● **DATA LISTING**:
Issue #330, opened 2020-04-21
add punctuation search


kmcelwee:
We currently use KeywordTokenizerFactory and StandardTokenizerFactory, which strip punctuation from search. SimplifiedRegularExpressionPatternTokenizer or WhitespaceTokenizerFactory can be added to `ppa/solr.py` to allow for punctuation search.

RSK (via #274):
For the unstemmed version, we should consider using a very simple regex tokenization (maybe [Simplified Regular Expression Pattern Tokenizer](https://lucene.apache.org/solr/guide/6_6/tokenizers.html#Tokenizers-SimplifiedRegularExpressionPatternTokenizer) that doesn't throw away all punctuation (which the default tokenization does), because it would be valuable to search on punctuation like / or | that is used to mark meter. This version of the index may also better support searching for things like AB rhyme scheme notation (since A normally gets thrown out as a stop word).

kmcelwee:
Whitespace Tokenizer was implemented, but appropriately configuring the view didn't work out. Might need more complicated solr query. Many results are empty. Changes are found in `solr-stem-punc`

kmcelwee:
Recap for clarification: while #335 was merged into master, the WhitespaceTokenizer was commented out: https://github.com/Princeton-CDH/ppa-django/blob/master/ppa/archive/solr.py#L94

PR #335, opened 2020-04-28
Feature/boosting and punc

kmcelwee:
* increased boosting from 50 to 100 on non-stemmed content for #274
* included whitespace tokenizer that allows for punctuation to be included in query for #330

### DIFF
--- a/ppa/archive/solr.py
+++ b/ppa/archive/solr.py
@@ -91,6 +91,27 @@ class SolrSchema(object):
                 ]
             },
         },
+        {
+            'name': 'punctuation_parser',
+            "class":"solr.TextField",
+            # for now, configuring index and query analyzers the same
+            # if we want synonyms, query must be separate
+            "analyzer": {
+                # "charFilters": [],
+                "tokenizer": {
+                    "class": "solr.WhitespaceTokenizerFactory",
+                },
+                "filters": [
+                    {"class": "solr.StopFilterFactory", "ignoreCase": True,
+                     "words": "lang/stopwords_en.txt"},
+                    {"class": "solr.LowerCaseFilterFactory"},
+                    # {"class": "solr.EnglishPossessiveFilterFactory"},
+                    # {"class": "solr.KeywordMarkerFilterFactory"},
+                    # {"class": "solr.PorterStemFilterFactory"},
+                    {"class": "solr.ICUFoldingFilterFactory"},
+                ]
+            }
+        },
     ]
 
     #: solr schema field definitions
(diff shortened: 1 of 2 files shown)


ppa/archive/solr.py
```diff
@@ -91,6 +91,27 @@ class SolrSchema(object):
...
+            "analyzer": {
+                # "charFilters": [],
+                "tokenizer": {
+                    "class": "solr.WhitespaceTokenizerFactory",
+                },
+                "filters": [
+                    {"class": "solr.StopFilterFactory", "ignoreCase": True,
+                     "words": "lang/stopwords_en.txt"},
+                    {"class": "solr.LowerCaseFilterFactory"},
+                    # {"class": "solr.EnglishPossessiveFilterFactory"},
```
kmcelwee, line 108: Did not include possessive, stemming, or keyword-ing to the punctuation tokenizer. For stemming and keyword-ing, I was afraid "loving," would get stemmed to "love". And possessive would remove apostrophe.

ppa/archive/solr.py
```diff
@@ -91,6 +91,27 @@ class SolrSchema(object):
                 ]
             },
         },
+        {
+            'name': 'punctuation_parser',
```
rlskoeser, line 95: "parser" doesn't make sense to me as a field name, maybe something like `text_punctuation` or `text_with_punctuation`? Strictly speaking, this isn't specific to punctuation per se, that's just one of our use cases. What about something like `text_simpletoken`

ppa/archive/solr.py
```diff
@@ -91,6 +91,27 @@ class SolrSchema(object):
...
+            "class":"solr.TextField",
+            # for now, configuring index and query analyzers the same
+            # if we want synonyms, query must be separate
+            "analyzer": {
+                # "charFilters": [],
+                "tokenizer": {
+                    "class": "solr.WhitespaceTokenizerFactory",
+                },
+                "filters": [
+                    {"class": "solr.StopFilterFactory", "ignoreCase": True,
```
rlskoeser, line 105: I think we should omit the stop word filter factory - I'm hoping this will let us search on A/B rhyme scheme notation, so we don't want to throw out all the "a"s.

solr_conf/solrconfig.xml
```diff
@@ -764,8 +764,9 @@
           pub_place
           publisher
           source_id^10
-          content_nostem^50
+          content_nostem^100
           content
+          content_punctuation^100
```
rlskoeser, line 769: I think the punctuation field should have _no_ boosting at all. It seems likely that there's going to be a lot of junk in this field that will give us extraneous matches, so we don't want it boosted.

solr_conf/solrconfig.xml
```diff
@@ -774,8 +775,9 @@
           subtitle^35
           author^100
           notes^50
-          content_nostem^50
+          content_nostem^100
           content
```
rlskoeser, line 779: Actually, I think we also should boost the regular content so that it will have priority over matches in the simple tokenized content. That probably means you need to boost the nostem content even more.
---
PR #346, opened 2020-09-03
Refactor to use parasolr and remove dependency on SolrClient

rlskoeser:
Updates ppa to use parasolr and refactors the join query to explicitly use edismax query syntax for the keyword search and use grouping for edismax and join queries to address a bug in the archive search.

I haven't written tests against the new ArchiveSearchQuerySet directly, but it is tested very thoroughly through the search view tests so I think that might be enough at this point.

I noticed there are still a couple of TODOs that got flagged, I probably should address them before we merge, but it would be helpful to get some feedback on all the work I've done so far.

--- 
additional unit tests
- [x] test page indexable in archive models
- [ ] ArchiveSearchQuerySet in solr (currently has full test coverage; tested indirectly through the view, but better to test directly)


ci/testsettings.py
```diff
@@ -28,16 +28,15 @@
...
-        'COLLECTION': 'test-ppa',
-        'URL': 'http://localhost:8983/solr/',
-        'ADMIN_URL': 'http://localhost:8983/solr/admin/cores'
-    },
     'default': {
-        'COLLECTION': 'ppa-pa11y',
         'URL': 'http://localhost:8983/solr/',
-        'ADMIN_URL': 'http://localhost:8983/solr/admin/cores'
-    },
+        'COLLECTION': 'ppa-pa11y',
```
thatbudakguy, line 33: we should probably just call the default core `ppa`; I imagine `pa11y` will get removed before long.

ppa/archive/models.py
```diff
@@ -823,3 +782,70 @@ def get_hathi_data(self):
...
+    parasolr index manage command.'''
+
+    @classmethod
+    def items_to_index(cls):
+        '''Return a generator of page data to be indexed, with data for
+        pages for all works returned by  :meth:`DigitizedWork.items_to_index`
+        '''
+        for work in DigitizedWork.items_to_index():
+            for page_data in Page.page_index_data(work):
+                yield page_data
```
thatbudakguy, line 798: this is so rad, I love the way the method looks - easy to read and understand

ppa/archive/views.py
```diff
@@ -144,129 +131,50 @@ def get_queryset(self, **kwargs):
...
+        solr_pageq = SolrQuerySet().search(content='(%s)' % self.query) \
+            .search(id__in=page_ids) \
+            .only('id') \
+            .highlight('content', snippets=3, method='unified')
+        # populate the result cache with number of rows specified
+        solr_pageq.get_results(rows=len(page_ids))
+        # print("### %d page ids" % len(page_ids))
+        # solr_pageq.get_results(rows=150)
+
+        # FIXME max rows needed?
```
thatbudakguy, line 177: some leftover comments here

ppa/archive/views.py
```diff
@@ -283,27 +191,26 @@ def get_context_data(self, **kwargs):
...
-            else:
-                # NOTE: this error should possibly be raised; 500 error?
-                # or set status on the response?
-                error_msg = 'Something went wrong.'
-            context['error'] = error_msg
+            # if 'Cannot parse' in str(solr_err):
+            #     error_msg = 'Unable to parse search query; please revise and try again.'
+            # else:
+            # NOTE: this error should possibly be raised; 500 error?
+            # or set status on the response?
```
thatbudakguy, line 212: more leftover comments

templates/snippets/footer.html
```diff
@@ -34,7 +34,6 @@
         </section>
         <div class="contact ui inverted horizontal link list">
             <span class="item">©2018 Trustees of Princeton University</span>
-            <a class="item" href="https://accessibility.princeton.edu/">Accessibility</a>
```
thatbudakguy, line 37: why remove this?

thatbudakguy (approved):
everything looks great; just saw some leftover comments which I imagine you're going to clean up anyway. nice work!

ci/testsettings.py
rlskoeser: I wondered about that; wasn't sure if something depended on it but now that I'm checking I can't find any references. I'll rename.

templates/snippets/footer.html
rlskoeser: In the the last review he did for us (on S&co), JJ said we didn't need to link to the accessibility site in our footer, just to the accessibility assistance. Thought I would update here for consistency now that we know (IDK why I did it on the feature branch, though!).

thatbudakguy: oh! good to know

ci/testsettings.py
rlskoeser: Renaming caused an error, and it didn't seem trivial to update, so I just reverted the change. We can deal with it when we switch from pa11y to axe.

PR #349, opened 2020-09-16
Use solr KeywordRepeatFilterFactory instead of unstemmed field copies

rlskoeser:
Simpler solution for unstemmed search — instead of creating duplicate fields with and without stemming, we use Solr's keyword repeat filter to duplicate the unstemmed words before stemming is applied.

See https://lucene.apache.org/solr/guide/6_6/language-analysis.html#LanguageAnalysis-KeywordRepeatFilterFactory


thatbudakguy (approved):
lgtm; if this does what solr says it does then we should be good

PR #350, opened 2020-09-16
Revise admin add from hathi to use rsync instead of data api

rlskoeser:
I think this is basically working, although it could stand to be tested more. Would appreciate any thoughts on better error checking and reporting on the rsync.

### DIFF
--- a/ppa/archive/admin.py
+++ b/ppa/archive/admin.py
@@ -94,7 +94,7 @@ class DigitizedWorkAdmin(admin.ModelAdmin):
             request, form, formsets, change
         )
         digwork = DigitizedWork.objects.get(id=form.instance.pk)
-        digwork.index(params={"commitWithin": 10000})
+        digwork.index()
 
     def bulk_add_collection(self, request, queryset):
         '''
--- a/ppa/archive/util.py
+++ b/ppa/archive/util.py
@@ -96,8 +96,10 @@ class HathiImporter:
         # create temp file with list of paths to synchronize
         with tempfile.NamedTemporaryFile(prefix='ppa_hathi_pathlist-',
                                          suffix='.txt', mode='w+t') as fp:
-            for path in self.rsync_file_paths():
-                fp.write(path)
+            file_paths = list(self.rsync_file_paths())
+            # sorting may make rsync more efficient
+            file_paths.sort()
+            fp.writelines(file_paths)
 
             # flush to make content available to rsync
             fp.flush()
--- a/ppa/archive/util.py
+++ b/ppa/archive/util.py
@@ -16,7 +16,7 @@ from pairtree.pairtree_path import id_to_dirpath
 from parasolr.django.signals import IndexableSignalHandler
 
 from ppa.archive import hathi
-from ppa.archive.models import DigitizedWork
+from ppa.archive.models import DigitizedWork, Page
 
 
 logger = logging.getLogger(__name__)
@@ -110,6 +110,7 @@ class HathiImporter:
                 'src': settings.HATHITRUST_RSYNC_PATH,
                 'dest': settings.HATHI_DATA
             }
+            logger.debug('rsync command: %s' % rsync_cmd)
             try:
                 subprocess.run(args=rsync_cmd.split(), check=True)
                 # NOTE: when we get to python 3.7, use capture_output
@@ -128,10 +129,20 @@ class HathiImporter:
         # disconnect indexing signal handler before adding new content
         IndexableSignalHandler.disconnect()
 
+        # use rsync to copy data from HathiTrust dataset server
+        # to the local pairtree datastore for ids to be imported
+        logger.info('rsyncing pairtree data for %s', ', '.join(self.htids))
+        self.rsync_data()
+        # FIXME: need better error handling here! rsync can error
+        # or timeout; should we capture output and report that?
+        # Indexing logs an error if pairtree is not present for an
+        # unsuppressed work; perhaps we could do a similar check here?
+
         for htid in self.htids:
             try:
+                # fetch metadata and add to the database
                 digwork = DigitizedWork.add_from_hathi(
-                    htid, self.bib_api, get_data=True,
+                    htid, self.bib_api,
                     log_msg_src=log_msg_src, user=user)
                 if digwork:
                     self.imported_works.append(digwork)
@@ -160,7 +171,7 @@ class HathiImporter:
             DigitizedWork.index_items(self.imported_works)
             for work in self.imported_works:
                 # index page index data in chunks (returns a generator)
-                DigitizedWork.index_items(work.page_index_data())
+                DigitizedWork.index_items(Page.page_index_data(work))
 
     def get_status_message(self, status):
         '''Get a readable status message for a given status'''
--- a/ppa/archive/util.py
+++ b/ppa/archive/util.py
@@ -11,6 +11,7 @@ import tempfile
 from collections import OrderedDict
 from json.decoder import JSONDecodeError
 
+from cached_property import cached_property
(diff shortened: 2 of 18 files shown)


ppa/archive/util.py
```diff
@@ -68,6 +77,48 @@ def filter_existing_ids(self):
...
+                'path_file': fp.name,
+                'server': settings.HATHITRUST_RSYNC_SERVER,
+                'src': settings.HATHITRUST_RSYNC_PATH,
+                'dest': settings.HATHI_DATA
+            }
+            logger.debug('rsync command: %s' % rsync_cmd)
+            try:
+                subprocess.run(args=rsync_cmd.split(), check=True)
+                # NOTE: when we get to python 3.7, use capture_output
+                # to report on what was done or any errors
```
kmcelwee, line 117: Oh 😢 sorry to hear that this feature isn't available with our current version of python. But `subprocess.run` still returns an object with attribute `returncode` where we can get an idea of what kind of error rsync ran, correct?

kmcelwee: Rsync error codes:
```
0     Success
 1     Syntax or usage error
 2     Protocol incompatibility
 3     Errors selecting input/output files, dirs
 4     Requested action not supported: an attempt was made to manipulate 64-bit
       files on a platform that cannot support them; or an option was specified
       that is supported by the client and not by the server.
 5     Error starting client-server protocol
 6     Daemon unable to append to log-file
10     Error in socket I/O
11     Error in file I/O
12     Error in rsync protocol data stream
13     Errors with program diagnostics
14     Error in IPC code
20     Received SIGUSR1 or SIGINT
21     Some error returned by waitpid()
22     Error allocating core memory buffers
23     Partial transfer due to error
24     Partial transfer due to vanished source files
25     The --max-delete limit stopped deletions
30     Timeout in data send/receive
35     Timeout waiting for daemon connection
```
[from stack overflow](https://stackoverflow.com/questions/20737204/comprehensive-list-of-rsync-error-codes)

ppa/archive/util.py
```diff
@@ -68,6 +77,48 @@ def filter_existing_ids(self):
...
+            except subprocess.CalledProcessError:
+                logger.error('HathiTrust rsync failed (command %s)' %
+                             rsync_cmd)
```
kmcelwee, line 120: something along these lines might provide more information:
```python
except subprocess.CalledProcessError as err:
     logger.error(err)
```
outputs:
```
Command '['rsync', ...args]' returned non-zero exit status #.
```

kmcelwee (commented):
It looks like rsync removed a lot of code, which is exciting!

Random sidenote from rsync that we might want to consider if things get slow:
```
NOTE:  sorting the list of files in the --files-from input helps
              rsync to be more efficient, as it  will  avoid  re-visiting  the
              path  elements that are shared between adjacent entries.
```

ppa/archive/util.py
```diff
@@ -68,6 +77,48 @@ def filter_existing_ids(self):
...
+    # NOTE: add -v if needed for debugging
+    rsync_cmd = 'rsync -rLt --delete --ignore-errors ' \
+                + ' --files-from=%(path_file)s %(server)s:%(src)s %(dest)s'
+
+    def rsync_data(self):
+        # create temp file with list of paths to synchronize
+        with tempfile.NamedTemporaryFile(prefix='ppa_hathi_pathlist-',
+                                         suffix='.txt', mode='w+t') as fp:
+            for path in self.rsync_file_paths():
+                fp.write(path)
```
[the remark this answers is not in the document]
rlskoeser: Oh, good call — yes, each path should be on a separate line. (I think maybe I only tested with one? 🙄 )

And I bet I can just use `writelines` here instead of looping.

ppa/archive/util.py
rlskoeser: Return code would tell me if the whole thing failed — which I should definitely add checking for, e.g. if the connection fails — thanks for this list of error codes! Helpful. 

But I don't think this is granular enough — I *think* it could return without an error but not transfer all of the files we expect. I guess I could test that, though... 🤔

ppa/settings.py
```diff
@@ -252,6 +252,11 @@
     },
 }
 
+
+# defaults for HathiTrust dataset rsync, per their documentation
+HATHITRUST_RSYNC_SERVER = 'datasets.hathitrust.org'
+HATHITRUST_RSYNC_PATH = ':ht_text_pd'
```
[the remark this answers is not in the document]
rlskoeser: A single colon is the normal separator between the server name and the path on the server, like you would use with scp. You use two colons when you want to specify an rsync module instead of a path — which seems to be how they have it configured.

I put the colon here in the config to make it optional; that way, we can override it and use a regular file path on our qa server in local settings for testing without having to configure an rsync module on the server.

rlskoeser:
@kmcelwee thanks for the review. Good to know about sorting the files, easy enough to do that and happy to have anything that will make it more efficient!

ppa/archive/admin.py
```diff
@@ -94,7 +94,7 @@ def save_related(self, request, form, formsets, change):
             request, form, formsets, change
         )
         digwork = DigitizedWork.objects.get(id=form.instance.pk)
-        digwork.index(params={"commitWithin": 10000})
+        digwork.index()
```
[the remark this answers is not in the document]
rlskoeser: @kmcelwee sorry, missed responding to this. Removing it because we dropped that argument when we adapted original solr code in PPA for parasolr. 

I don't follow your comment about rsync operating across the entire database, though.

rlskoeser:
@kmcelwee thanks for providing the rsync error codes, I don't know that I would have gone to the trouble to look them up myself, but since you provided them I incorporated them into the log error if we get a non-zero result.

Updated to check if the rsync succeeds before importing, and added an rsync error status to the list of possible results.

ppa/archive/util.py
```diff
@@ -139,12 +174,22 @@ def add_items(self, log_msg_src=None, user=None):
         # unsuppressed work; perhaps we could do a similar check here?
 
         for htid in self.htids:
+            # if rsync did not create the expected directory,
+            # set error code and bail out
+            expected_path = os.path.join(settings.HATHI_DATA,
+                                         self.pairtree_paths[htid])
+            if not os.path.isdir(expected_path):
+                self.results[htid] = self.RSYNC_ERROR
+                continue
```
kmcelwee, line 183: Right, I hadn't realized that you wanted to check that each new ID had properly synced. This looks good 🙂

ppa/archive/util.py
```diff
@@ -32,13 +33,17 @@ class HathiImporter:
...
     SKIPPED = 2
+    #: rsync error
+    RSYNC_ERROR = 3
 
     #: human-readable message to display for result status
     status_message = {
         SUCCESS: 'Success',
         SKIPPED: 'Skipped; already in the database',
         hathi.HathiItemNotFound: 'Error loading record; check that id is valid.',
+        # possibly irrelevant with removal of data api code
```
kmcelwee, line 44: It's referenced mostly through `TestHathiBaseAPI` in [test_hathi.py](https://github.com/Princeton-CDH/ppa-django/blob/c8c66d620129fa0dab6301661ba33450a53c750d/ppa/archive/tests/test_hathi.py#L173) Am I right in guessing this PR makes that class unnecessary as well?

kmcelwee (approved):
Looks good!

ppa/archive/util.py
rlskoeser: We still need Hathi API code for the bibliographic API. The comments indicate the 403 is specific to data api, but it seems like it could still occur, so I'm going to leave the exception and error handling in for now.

● **PROBLEM DESCRIPTION**:
From the data, collect all lines where the string "user" appears.

● **RESPONSE AREA**:
                     log_msg_src=log_msg_src, user=user)
@@ -139,12 +174,22 @@ def add_items(self, log_msg_src=None, user=None):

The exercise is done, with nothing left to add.